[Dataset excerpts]
PR #6036, opened 2022-08-07
Add HSGPs, add support for power spectral densities to covariance function objects

bwengals:
**What is this PR about?**
Adding support for power spectral density functions to covariance functions.  Any stationary kernel may define a `psd` method that takes in `omega` as an input.

```python
class ExpQuad(Stationary):
    def __init__(self, ...):
       ...

    def full(self, X, Xs):
        ....

    # allow this method to be defined
    def psd(self, omega):
        ...
```
This will be useful for some kernel approximation algorithms like the [HSGP approximation](https://arxiv.org/pdf/2004.11408.pdf) and [random Fourier features](https://people.eecs.berkeley.edu/~brecht/papers/07.rah.rec.nips.pdf).  It should also make it easier to work with other things like [spectral mixture kernels](https://arxiv.org/pdf/1302.4245.pdf) too.

This also adds the ability for composite kernels to be constructed and their `psd` to be calculated.
```
cov = eta1**2 * pm.gp.cov.ExpQuad(1, ls=ls1) + eta2**2 * pm.gp.cov.Matern52(1, ls=ls2) 
cov.psd(omega) # works
```

It should be OK now for users to define a custom kernel that subclasses `Stationary`, but doesn't define `.full` or `.diag` methods, just `.psd`, which is all some approximations would need.  

**Checklist**
+ [ ] Explain important implementation details 👆
+ [ ] Make sure that [the pre-commit linting/style checks pass](https://docs.pymc.io/en/latest/contributing/python_style.html).
+ [ ] Link relevant issues (preferably in [nice commit messages](https://tbaggery.com/2008/04/19/a-note-about-git-commit-messages.html)) **No relevant issues, this is a new feature.**
+ [ ] Are the changes covered by tests and docstrings?
+ [ ] Fill out the short summary sections 👇

## Major / Breaking Changes
- Shouldn't break anything

## Bugfixes / New features
- Add `.psd` for `pm.gp.cov.ExpQuad`, `pm.gp.cov.Matern52` and `pm.gp.cov.Matern32`.
- The `.psd` method should work for any dimensional `omega`.  Meaning, 1 or 2+ dimensional processes.

## Docs / Maintenance
- Doesn't add anything major to the docs, just docstrings needed.

PR #6458, opened 2023-01-18
Add HSGP Latent GP approximation

bwengals:
This PR add's the basics required for the HSGP GP approximation.   It replaces #6036, much thanks to @ferrine for rebasing and cleaning that PR up!  This PR also modifies the covariance function classes to allow an additional method `power_spectral_density` which is needed for HSGP (or random fourier features).  Any covariance function that defines a `power_spectral_density` method will work.  Like with the other GP implementations, one can also add covariances, `eta1**2 * pm.gp.cov.ExpQuad(2, ls=ls1) + eta2**2 * pm.gp.cov.Matern52(2, ls=ls2)`.   The implementation also works for any number of input dimensions.

Not part of this PR, but plan on adding in later:
- support for `Periodic` covariance
- warnings for bad choices of `m` and `L` or `c`.
- refactoring the internals to allow advanced users to bypass the GP api and work directly with the basis and coefficients for multi-GP models 
- include more utility functions for checking the accuracy of the approximation

**Checklist**

## Major / Breaking Changes
- None

## New features
- HSGPs

## Bugfixes
- None

## Documentation
- ...

## Maintenance
- ...


ferrine (approved):
I've managed to check this PR in action and it was smooth

pymc/gp/cov.py
```diff
@@ -89,27 +88,18 @@ def __call__(self, X, Xs=None, diag=False):
...
-        return X, Xs
-
     def __add__(self, other):
+        # If it's a scalar, cast as Constant covariance.  This allows validation for power spectral
+        # density calc.
+        if isinstance(other, Number):
+            try:
+                other = Constant(c=_verify_scalar(other))
+            except ValueError:
+                pass
```
michaelosthege: The `isinstance(other, Number)` should already make this go through the corresponding `elif` branch in `_verofy_scalar` such that the `ValueError` is not raised.

pymc/gp/cov.py
```diff
@@ -151,41 +129,127 @@ def __array_wrap__(self, result):
...
+    ----------
+    input_dim: integer
+        The number of input dimensions, or columns of X (or Xs)
+        the kernel will operate on.
+    active_dims: List of integers
+        Indicate which dimension or column of X the covariance
+        function operates on.
+    """
+
+    def __init__(self, input_dim, active_dims=None):
```
michaelosthege:
```suggestion
    def __init__(self, input_dim: int, active_dims: Optional[Sequence[int]]=None):
```

pymc/gp/cov.py
```diff
@@ -194,23 +258,79 @@ def merge_factors(self, X, Xs=None, diag=False):
...
+
         return factor_list
 
 
 class Add(Combination):
     def __call__(self, X, Xs=None, diag=False):
-        return reduce(add, self.merge_factors(X, Xs, diag))
+        return reduce(add, self._merge_factors_cov(X, Xs, diag))
+
+    def psd(self, omega):
```
michaelosthege: What is psd? Can you add type hints and a docstring?

michaelosthege (commented):
Some more type hints would be good. I'm not sure if gp/cov.py is passing mypy already, but if not I'd would be good to check the output of `python scripts/run_mypy.py --verbose`` and fix any errors that might appear in the changed lines

pymc/gp/cov.py
fonnesbeck: Could call the method `power_spectral_density` or `spectral_approx`

pymc/gp/cov.py
```diff
@@ -151,41 +129,127 @@ def __array_wrap__(self, result):
...
+        if active_dims is None:
+            self.active_dims = np.arange(input_dim)
+        else:
+            self.active_dims = np.asarray(active_dims, int)
+
+        if max(self.active_dims) > self.input_dim:
+            raise ValueError("Values in `active_dims` can't be larger than `input_dim`.")
+
+    @property
+    def D(self):
```
fonnesbeck: Might consider a more descriptive name, like `dims`

pymc/gp/cov.py
```diff
@@ -408,6 +526,9 @@ def diag(self, X):
     def full(self, X, Xs=None):
         raise NotImplementedError
 
+    def psd(self, omega):
+        raise NotImplementedError
+
 
 class Periodic(Stationary):
     r"""
```
fonnesbeck, line 518: Should the docstrings for the two different kernels be associated with their respective methods?

pymc/gp/hsgp.py
```diff
@@ -0,0 +1,239 @@
...
+        dims: None
+            Dimension name for the GP random variable.
+        """
+
+        X, _ = self.cov_func._slice(X)
+        self._set_boundary(X)
+        omega, phi, m_star = self._eigendecomposition(X, self.L, self.m, self.D)
+        psd = self.cov_func.psd(omega)
+
+        if self.drop_first:
```
fonnesbeck: Consider simplification to remove mostly redundant `if` statement: set `i = int(self.drop_first==True)` and then use `i` instead of 1 in the subtraction and indices.

pymc/gp/hsgp.py
```diff
@@ -0,0 +1,239 @@
...
+        if getattr(self, "beta", None) is None:
+            raise ValueError(
+                "Prior is not set, can't create a conditional. Call `.prior(name, X)` first."
+            )
+        Xnew, _ = self.cov_func._slice(Xnew)
+        omega, phi, _ = self._eigendecomposition(Xnew, self.L, self.m, self.D)
+        psd = self.cov_func.psd(omega)
+        return self.mean_func(Xnew) + at.squeeze(at.dot(phi, self.beta * psd))
+
+    def conditional(self, name, Xnew, dims=None):
```
fonnesbeck: Add type hints

pymc/gp/hsgp.py
```diff
@@ -0,0 +1,239 @@
...
+        """A helper function which gives the approximate kernel or covariance matrix K. This can be
+        helpful when trying to see how well an approximation may work.
+        """
+        X, _ = self.cov_func._slice(X)
+        self._set_boundary(X)
+        omega, phi, _ = self._eigendecomposition(X, self.L, self.m, self.cov_func.D)
+        psd = self.cov_func.psd(omega)
+        return at.dot(phi * psd, at.transpose(phi))
+
+    def prior(self, name, X, dims=None):
```
fonnesbeck: Add type hints

pymc/gp/cov.py
bwengals: good call, changed to `power_spectral_density`

pymc/gp/cov.py
bwengals: went with `n_dims`, since `dims` is used for other things

pymc/gp/hsgp.py
bwengals: much better... changed to this

bwengals:
Have a type hint question, what's the best type for something like `X`?  It can be a union of np.ndarray, tensorconstant, a tensor of PyMC variables.  Really anything tensorlike should work.  This seems a bit verbose though.  What do you think @michaelosthege or @fonnesbeck?

michaelosthege:
> Have a type hint question, what's the best type for something like `X`? It can be a union of np.ndarray, tensorconstant, a tensor of PyMC variables. Really anything tensorlike should work. This seems a bit verbose though. What do you think @michaelosthege or @fonnesbeck?

It's true that we don't type hint "tensor-like" in most places. We should probably add a convenient type alias somewhere..
`TensorConstant` inherits `TensorVariable`, so `Union[np.ndarray, pt.TensorVariable]` should work here.

Even if you decide to not type hint the tensor-like, type hints for other kwargs in the signature should be added, because IIRC mypy automatically skips functions that don't have any type hints in their signature

pymc/gp/cov.py
bwengals: added

bwengals:
Ah thanks @michaelosthege that makes sense, and explains why I couldn't find that type somewhere else in the codebase.  Going with `Union[np.ndarray, pt.TensorVariable]`.

pymc/gp/cov.py
bwengals: makes sense, moved them down to here

pymc/gp/cov.py
bwengals: I think its OK to keep it how it is, because you only want to try to wrap it as `Constant` if it's `Number`ish.  I put the `isinstance(value, Number)` as a catch all for everything else.  Is that right?  I may not be following what you're saying here let me know.

michaelosthege: When I reviewed there was a branch in `_verify_scalar` that raised the `ValueError`, but it looks like you removed it.
With that, the `except ValueError` here is pretty much unreachable, isn't it? It's not covered by a test either.
If you can cover this line with a test I'll be happy.

...

Looking at https://docs.python.org/3/library/numbers.html it looks like a complex number might trigger this branch, because `numbers.Number` is the most generic supertype.
Should we use `numbers.Real` instead of `numbers.Number`?

pymc/gp/hsgp.py
```diff
@@ -0,0 +1,265 @@
+#   Licensed under the Apache License, Version 2.0 (the "License");
```
michaelosthege:
```suggestion
#   Copyright 2023 The PyMC Developers
#
#   Licensed under the Apache License, Version 2.0 (the "License");
```

pymc/tests/gp/test_cov.py
```diff
@@ -181,6 +181,61 @@ def test_inv_rightprod(self):
...
+
+    def test_copsd_multiply(self):
+        # This could be implemented via convolution
+        L = 10.0
+        omega = np.pi * np.arange(1, 101) / (2 * L)
+        with pm.Model() as model:
+            cov1 = 2 * pm.gp.cov.ExpQuad(1, ls=1)
+            cov2 = pm.gp.cov.ExpQuad(1, ls=1)
+
+        with pytest.raises(NotImplementedError):
```
michaelosthege:
```suggestion
        with pytest.raises(NotImplementedError, match="products of covariance functions"):
```

ideally match messages for the tests below. I could't figure out which exceptions they are testing

michaelosthege:
@bwengals where do you see this PR w.r.t. to the finish 🏁 line?
The three remaining threads should be a low bar to get resolved (or ignore), but from your last commit it looks like you might have more changes in mind?

bwengals:
Pretty close!  I'd thought things were wrapping up, but taking a few iterations to settle on the exact API.  Other than your suggestions (thank you btw), I think I'd like to improve the tests for `HSGP` a bit and that should be pretty much it I think.  Have some thoughts for next steps but will try to save them for a future PR.

michaelosthege:
> Pretty close! I'd thought things were wrapping up, but taking a few iterations to settle on the exact API. Other than your suggestions (thank you btw), I think I'd like to improve the tests for `HSGP` a bit and that should be pretty much it I think. Have some thoughts for next steps but will try to save them for a future PR.

Re API I'd be interested in drawing posterior predictive samples at high resolution `Xnew`, or even better drawing callable like here: https://github.com/pymc-devs/pymc/pull/6475

Maybe you already have one, but a test for this use case would be great

pymc/gp/hsgp.py
```diff
@@ -0,0 +1,265 @@
...
+        X: array-like
+            Function input values.
+        dims: None
+            Dimension name for the GP random variable.
+        """
+
+        phi, sqrt_psd = self.prior_components(X)
+
+        if self.parameterization == "noncentered":
+            self.beta = pm.Normal(f"{name}_hsgp_coeffs_", size=sqrt_psd.size)
```
ferrine: Is it possible to add a possibility for multigp output where size has an additional dimension? So far I would do this manually via exposed self.prior_components method

bwengals: yep that's what `self.prior_components` is for.  There are a few different ways one could do it.  I think it's better to let the user do it because it would depend upstream on the covariance.

ferrine: That makes sense, and is actually enough for doing arbitrary things

pymc/gp/hsgp.py
```diff
@@ -0,0 +1,265 @@
...
+        Parameters
+        ----------
+        name: string
+            Name of the random variable
+        Xnew: array-like
+            Function input values.
+        kwargs: dict-like
+            Optional arguments such as `dims`.
+        """
+        fnew = self._build_conditional(Xnew)
```
ferrine: Should it use the same self.prior_components function?

ferrine: Is this snippet correct?
```python
phi, sqrt_psd = gp.prior_components(Xnew)

if self.parameterization == "centered":
    fnew = phi @ self.beta
else:
    fnew = phi @ (self.beta * sqrt_psd])
```

bwengals: For prediction you only need to compute a new basis phi.  The power spectral density doesn't change, it just depends on the number of basis vectors used.  You use the posterior for beta.  Ive refactored it a bit to hopefully make this more clear.  It also works with `pm.set_data` now, like if it were a linear regression!  I renamed `prior_components` to `prior_linearized` and added an example to the docstring there.  let me know if its clearer

twiecki:
What's the status of this?

pymc/gp/cov.py
bwengals: I think so, I updated this part of the code to just check if it's a `numbers.Real` now.

pymc/tests/gp/test_cov.py
bwengals: gotcha, made those changes

bwengals:
> Re API I'd be interested in drawing posterior predictive samples at high resolution Xnew, or even better drawing callable like here: https://github.com/pymc-devs/pymc/pull/6475

Posterior predictive sampling will be very very fast.

bwengals:
Hopefully closing in on the finish line here!

- Refactored `calc_eigenvectors` and `calc_eigenvalues` and `set_boundaries` out, and allowed them to work on either numpy or PyTensor types to make this code easier to integrate into Bambi, @tomicapretto. 
- Added tests that hopefully check well enough whether the prior and conditional are right.  Using a test statistic that compares two sets of samples from a multivariate distribution.  H0 is that they come from the same distribution.  Description [here](https://torchdrift.org/notebooks/note_on_mmd.html).
- A bit stuck now on mypy errors.  I'm not sure how to fix the remaining ones and would definitely appreciate any clues?
- It's been a while since you commented @michaelosthege, but I tried to address your comments.

pymc/gp/hsgp.py
```diff
@@ -0,0 +1,376 @@
...
+    Parameters
+    ----------
+    Xs: array-like
+        Function input values.  Assumes they have been mean subtracted or centered at zero.
+    """
+
+    if tl.__name__ not in ("numpy", "pytensor.tensor"):
+        raise ValueError("tl must be either numpy or pytensor.tensor.")
+
+    S = tl.max(tl.abs(Xs), axis=0)
```
michaelosthege:
```suggestion
    S = tl.max(tl.abs(Xs), axis=0)
    assert isinstance(S, (np.ndarray, TensorVariable))
```
this should help mypy

pymc/gp/hsgp.py
```diff
@@ -0,0 +1,376 @@
...
+TensorVariable = Union[np.ndarray, pt.TensorVariable]
+TensorConstant = Union[np.ndarray, pt.TensorConstant]
+
+
+def set_boundaries(
+    Xs: TensorVariable,
+    L: Optional[Sequence] = None,
+    c: Optional[Union[float, Sequence]] = None,
+    tl: ModuleType = np,
+) -> Tuple[TensorVariable, TensorVariable, Union[TensorConstant, float]]:
```
michaelosthege:
```suggestion
) -> Tuple[Union[np.ndarray, TensorVariable], TensorVariable, Union[TensorConstant, float]]:
```

pymc/gp/hsgp.py
```diff
@@ -0,0 +1,376 @@
...
+    elif c is None and L is None:
+        raise ValueError("At least one of `c` or `L` must be supplied.")
+    # if both are passed, L takes precedent.
+
+    if tl.__name__ == "numpy":
+        L = tl.asarray(L)
+    elif tl.__name__ == "pytensor.tensor":
+        L = tl.as_tensor_variable(L)
+
+    return S, L, c
```
michaelosthege: mypy complains about `L` return type because you re-used the variable from the functions args.

It's better to create a new local variable with the new type, rather than re-assigning an existing variable with new types.

pymc/gp/hsgp.py
```diff
@@ -0,0 +1,376 @@
...
+
+
+def calc_eigenvalues(L: TensorConstant, m: Sequence[int], tl: ModuleType = np):
+    """R Calculate eigenvalues of the Laplacian."""
+    S = np.meshgrid(*[np.arange(1, 1 + m[d]) for d in range(len(m))])
+    S = np.vstack([s.flatten() for s in S]).T
+    return tl.square((np.pi * S) / (2 * L))
```
michaelosthege:
```suggestion
    S = np.meshgrid(*[np.arange(1, 1 + m[d]) for d in range(len(m))])
    Sarr = np.vstack([s.flatten() for s in S]).T
    return tl.square((np.pi * Sarr) / (2 * L))
```
The first assignment defines the type (here: `list`) and that's why the second assignment gives an error.
```
Incompatible types in assignment (expression has type "ndarray[Any, dtype[Any]]", variable has type "List[ndarray[Any, dtype[Any]]]")
Unsupported operand types for * ("float" and "List[ndarray[Any, dtype[Any]]]")
```
By creating a new variable the type conflicts should be resolved.

pymc/gp/hsgp.py
```diff
@@ -0,0 +1,376 @@
...
+            # and then make predictions for the GP using posterior predictive sampling.
+            with model:
+                ppc = pm.sample_posterior_predictive(idata, var_names=["f"])
+        """
+
+        # Index Xs using input_dim and active_dims of covariance function
+        Xs, _ = self.cov_func._slice(Xs)
+
+        # If not provided, use Xs and c to set L
+        S, self.L, self.c = set_boundaries(Xs, self.L, self.c, tl=pt)
```
michaelosthege: The `set_boundaries` returns a `ndarray` or `TensorVariable` for `L`, but the `__init__` signature defined it as a `Sequence[float]`. This gives errors because `ndarray/TensorVariable` don't qualify as `Sequence[float]`.

I would recommend to make `__init__` take `S: Optional[Union[Sequence[float], np.ndarray, TensorVariable]]` but inside `__init__` (`if S is not None`) apply `as_tensor` or `np.asarray` such that `self.S: Optional[Union[TensorVariable, np.ndarray]]`.

You can make the code more readable by aliasing `TensorLike: TypeAlias = Union[TensorVariable, np.ndarray]` somewhere at the top of the file.

michaelosthege (commented):
> A bit stuck now on mypy errors. I'm not sure how to fix the remaining ones and would definitely appreciate any clues?

I commented a few explainers of the remaining mypy problems. Let me know if you have questions.

pymc/gp/cov.py
```diff
@@ -47,26 +49,24 @@
...
+def _verify_scalar(value):
+    if (
+        isinstance(value, pytensor.compile.SharedVariable)
+        and value.get_value().squeeze().shape == ()
+    ):
+        return at.squeeze(value)
+    elif np.asarray(value).squeeze().shape == ():
+        return np.squeeze(value)
+    elif isinstance(value, numbers.Real):
+        return value
```
michaelosthege: Is the third branch not test-covered because `np.asarray(value).squeeze().shape == ()` applies to numbers already?

pymc/gp/cov.py
```diff
@@ -198,19 +258,73 @@ def merge_factors(self, X, Xs=None, diag=False):
...
                     factor_list.append(factor)
+
+            else:
+                factor_list.append(factor)
+
+        return factor_list
+
+    def _merge_factors_psd(self, omega):
+        """Called to evaluatate spectral densities of combination kernels when possible.  Implements
+        a more restricted set of rules than `_merge_factors_cov` -- just additivity of stationary
```
michaelosthege:
```suggestion
        """Called to evaluatate spectral densities of combination kernels when possible.

        Implements
        a more restricted set of rules than `_merge_factors_cov` -- just additivity of stationary
```

Numpydoc style says that docstrings should start with one sentence, followed by an empty line IIRC.
The docs build warns about these things..

pymc/gp/hsgp.py
```diff
@@ -0,0 +1,357 @@
...
+    The `gp.HSGP` class is an implementation of the Hilbert Space Gaussian process.  It is a
+    reduced rank GP approximation that uses a fixed set of basis vectors whose coefficients are
+    random functions of a stationary covariance function's power spectral density.  It's usage
+    is largely similar to `gp.Latent`.  Like `gp.Latent`, it does not assume a Gaussian noise model
+    and can be used with any likelihood, or as a component anywhere within a model.  Also like
+    `gp.Latent`, it has `prior` and `conditional` methods.  It supports a limited subset of
+    additive covariances.
+
+    For information on choosing appropriate `m`, `L`, and `c`, refer Ruitort-Mayol et. al. or to
+    the pymc examples that use HSGP.
```
michaelosthege:
```suggestion
    the PyMC examples that use HSGP.
```

pymc/gp/hsgp.py
```diff
@@ -0,0 +1,357 @@
...
+            # Specify the covariance function.  Three input dimensions, but we only want to use the
+            # last two.
+            cov_func = pm.gp.cov.ExpQuad(3, ls=0.1, active_dims=[1, 2])
+
+            # Specify the HSGP.  Use 25 basis vectors across each active dimension, [1, 2]  for a
+            # total of 25 * 25 = 625.  The value `c = 4` means the boundary of the approximation
+            # lies at four times the half width of the data.  In this example the data lie between
+            # zero and  one, so the boundaries occur at -1.5 and 2.5.  The data, both for training
+            # and prediction should reside well within that boundary..
+            gp = pm.gp.HSGP(m=[25, 25], c=4.0, cov_func=cov_func)
```
michaelosthege:
```suggestion
        with pm.Model() as model:
            # Specify the covariance function.
            # Three input dimensions, but we only want to use the last two.
            cov_func = pm.gp.cov.ExpQuad(3, ls=0.1, active_dims=[1, 2])

            # Specify the HSGP.
            # Use 25 basis vectors across each active dimension for a total of 25 * 25 = 625.
            # The value `c = 4` means the boundary of the approximation
            # lies at four times the half width of the data.
            # In this example the data lie between zero and one,
            # so the boundaries occur at -1.5 and 2.5.  The data, both for
            # training and prediction should reside well within that boundary..
            gp = pm.gp.HSGP(m=[25, 25], c=4.0, cov_func=cov_func)
```
just whitespace changes to remove double-whitespace and unnecessary line breaks within sentences.

pymc/gp/hsgp.py
```diff
@@ -0,0 +1,357 @@
...
+        with model:
+            fcond = gp.conditional("fcond", Xnew=Xnew)
+
+    References
+    ----------
+    -   Ruitort-Mayol, G., and Anderson, M., and Solin, A., and Vehtari, A. (2022). Practical
+    Hilbert Space Approximate Bayesian Gaussian Processes for Probabilistic Programming
+
+    -   Solin, A., Sarkka, S. (2019) Hilbert Space Methods for Reduced-Rank Gaussian Process
+    Regression.
```
michaelosthege:
```suggestion
    -   Ruitort-Mayol, G., and Anderson, M., and Solin, A., and Vehtari, A. (2022). Practical
        Hilbert Space Approximate Bayesian Gaussian Processes for Probabilistic Programming

    -   Solin, A., Sarkka, S. (2019) Hilbert Space Methods for Reduced-Rank Gaussian Process
        Regression.
```
Looks like automatic line breaks? I'm pretty sure they'd break the enumeration

pymc/gp/hsgp.py
```diff
@@ -0,0 +1,357 @@
...
+            raise RuntimeError("Boundaries `L` required but still unset.")
+        return self._L
+
+    @L.setter
+    def L(self, value):
+        self._L = pt.as_tensor_variable(value)
+
+    def prior_linearized(self, Xs: TensorVariable):
+        """Returns the linearized version of the HSGP, the Laplace eigenfunctions and the square
+        root of the power spectral density needed to create the GP.  This function allows the user
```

__WHAT YOU NEED TO DO__
Report each line of the entries where the word "their" occurs.

__EXERCISE ANSWER__
This also adds the ability for composite kernels to be constructed and their `psd` to be calculated.
fonnesbeck, line 518: Should the docstrings for the two different kernels be associated with their respective methods?
Even if you decide to not type hint the tensor-like, type hints for other kwargs in the signature should be added, because IIRC mypy automatically skips functions that don't have any type hints in their signature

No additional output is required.